■ Work to complete ■
Give back every entry, copied exactly.

(Exercise inputs Opens)

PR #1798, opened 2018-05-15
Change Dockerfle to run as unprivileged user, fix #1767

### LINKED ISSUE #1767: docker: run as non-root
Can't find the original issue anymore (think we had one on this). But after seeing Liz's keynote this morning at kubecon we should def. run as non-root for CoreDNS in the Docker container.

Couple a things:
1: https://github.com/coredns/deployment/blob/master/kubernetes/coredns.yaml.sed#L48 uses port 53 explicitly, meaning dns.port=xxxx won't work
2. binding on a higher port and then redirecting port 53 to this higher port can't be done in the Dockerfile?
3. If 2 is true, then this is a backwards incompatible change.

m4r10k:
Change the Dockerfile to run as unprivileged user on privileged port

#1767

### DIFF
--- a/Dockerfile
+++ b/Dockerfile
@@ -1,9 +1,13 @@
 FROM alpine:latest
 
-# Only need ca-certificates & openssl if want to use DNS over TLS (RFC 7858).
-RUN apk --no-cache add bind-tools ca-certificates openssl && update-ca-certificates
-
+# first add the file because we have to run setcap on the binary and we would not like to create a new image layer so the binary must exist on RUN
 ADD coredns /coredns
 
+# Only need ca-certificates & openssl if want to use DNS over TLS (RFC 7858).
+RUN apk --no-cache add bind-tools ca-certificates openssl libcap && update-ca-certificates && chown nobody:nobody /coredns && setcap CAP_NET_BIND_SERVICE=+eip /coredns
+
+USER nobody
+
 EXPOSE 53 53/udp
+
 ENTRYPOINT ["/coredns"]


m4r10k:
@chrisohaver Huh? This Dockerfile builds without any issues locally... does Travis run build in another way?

(Exercise inputs Closes)

■ Expected output ■
PR #1798, opened 2018-05-15
Change Dockerfle to run as unprivileged user, fix #1767

### LINKED ISSUE #1767: docker: run as non-root
Can't find the original issue anymore (think we had one on this). But after seeing Liz's keynote this morning at kubecon we should def. run as non-root for CoreDNS in the Docker container.

Couple a things:
1: https://github.com/coredns/deployment/blob/master/kubernetes/coredns.yaml.sed#L48 uses port 53 explicitly, meaning dns.port=xxxx won't work
2. binding on a higher port and then redirecting port 53 to this higher port can't be done in the Dockerfile?
3. If 2 is true, then this is a backwards incompatible change.

m4r10k:
Change the Dockerfile to run as unprivileged user on privileged port

#1767

### DIFF
--- a/Dockerfile
+++ b/Dockerfile
@@ -1,9 +1,13 @@
 FROM alpine:latest
 
-# Only need ca-certificates & openssl if want to use DNS over TLS (RFC 7858).
-RUN apk --no-cache add bind-tools ca-certificates openssl && update-ca-certificates
-
+# first add the file because we have to run setcap on the binary and we would not like to create a new image layer so the binary must exist on RUN
 ADD coredns /coredns
 
+# Only need ca-certificates & openssl if want to use DNS over TLS (RFC 7858).
+RUN apk --no-cache add bind-tools ca-certificates openssl libcap && update-ca-certificates && chown nobody:nobody /coredns && setcap CAP_NET_BIND_SERVICE=+eip /coredns
+
+USER nobody
+
 EXPOSE 53 53/udp
+
 ENTRYPOINT ["/coredns"]


m4r10k:
@chrisohaver Huh? This Dockerfile builds without any issues locally... does Travis run build in another way?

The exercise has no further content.